Return every line of the records that includes the string "versioning".

(Stored data):
Segment Open
PR #209, opened 2022-02-07
(2041) Allow a draft organisation to be published

pezholio:
This adds a new "Publish this organisation" button to publish a draft version of an Organisation. The marks the latest live version as archived and then promotes the draft version to live.

## Screenshots

image

image


bryangaledxw (approved):
Looks good. Noting that there's no checking of that the user has permissions to publish, though I think we need a complete sweep through the app of what permissions are used where anyway

pezholio:
Yeah, that did occur to me. Best to handle that once your permissions work is nailed down I reckon 👍

PR #230, opened 2022-02-09
Feature: Profession versioning

Gweaton:
# Changes in this PR

This is a collection of all previous work to support versions of a Profession and the publishing of these draft versions.

All PRs had been approved before opening this PR, but we used this feature branch to keep things easy to review and so as not to break `main`.

All tests are passing here, and I've done some manual testing after a long rebase, so I'm fairly confident this is safe to go in.

One known bug:

- Adding a new profession doesn't seem to be saving it on the organisation entity (or it's not being fetched) - it appears in the live list of Professions, but doesn't appear on the Organisation on either the admin or public pages. I'll investigate this in the meantime.


pezholio (approved):

pezholio:
image

Seriously though - thanks for doing all this. Let's get it on the mainline ASAP 👍

PR #232, opened 2022-02-09
Revise permissions required for editing professions

bryangaledxw:
Add a new `EditProfession` permission, granted to all roles, and require this when editing professions. Only require the `CreateProfession` permission when actually creating a profession.

Note this is not the full sweep of professions is the app, so much as the minimum necessary to prevent confusion during user research


pezholio (approved):
LGTM - can we add a Changelog entry pls? I'm conscious we're (and I'm the worst culprit!) getting a bit sloppy on these 👍

PR #237, opened 2022-02-10
(2105) Add protected titles and regulations URL to professions

bryangaledxw:
# Changes in this PR

This update the "Regulations" screen of profession editing to match this design - https://miro.com/app/board/uXjVOaZc0VI=/?moveToWidget=3458764518194509520&cot=14

Note that this PR does not update the check your answers page, or the profession display. This will come in a PR to follow shortly. This also keeps protected titles as a `textarea`, rather than distinct lines that can be added to as shown in the design

### Before

localhost_3000_admin_professions_751b9101-6c12-483f-9756-4ef23204258a_versions_8b757860-2e07-4888-bd0b-f5824752e92d_regulated-activities_edit_change=true (1)

### After

localhost_3000_admin_professions_751b9101-6c12-483f-9756-4ef23204258a_versions_8b757860-2e07-4888-bd0b-f5824752e92d_regulated-activities_edit_change=true


src/professions/professions.seeder.ts
```diff
@@ -114,6 +118,8 @@ export class ProfessionsSeeder implements Seeder {
           industries,
           qualification,
           profession.reservedActivities,
+          profession.protectedTitles,
```
Gweaton, line 121: Do we have these in the seed data, or are they `undefined` here? Is it worth adding to the seeds if not?

Gweaton (approved):
Looks good to me, just one comment about seeds.

src/professions/professions.seeder.ts
bryangaledxw: Thanks for flagging, turns out I hadn't got the seeder changes quite right. Looking at the real spreadsheet, the only data I can obviously add is a protected title for the Trademark Attorney, so have added that

PR #239, opened 2022-02-10
(2109) Refactor Profession versioning

Gweaton:
# Changes in this PR

- Remove "confirmed" field from Professions, now we can rely on the presence of a `slug` for this.
- Use shared `slugHelper` function instead of `confirm` method in `ConfirmationController`.
- Remove all duplicate profession fields that are now stored on the version (and from seed functions)
- Fix seeder deletion order
- Move `ProfessionVersionsController` into admin directory


Gweaton:
@bryangaledxw Thanks for the feedback, have added another commit with an `isConfirmed` helper.

I'm going to leave `setSlug` as-is, as it's the same across both the `ProfessionsService` and `OrganisationsService`, but we can possibly refactor both in future.

PR #242, opened 2022-02-10
(2103) Simplify nation selection

pezholio:
This updates the nation selection part of the Profession edit journey to allow users to select United Kingdom if a profession is regulated across the UK, or "Certain Nations" if the profession is only regulated in particular nation(s)

# Screenshots

image

image

### DIFF
--- a/src/professions/admin/top-level-information.controller.ts
+++ b/src/professions/admin/top-level-information.controller.ts
@@ -62,10 +62,14 @@ export class TopLevelInformationController {
       versionId,
     );
 
+    const coversUK = version.occupationLocations
+      ? this.isUK(version.occupationLocations)
+      : null;
+
     return this.renderForm(
       res,
       profession.name,
-      null,
+      coversUK,
       version.industries || [],
       version.occupationLocations || [],
       isConfirmed(profession),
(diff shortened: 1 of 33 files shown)


src/professions/admin/top-level-information.controller.ts
```diff
@@ -149,6 +151,7 @@ export class TopLevelInformationController {
   private async renderForm(
     res: Response,
     name: string,
+    coversUK: string,
```
Gweaton, line 164: Does it make sense to have this as boolean here? We can convert it like:`Boolean(Number(submittedValues.coversUK))`

Gweaton (approved):
This looks good - just had one comment on the use of `1` and `0` for our values here. It's hard to convert checkboxes to booleans, but I feel it's a bit clearer to pass round boolean value as much as possible where we can.

src/professions/admin/top-level-information.controller.ts
Gweaton: There are other places in this PR that use 1 and 0, can we replace as many of those as possible with a true or false value?

pezholio: Yeah, I tried that but, as you say, it was tricky to convert them (I expected the DTO to do it, but it wasn't having any of it!). I'll have a crack with your suggestion.

pezholio: That's got it - much better!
Segment Closed
(EXPECTED OUTPUT):
Feature: Profession versioning
(2109) Refactor Profession versioning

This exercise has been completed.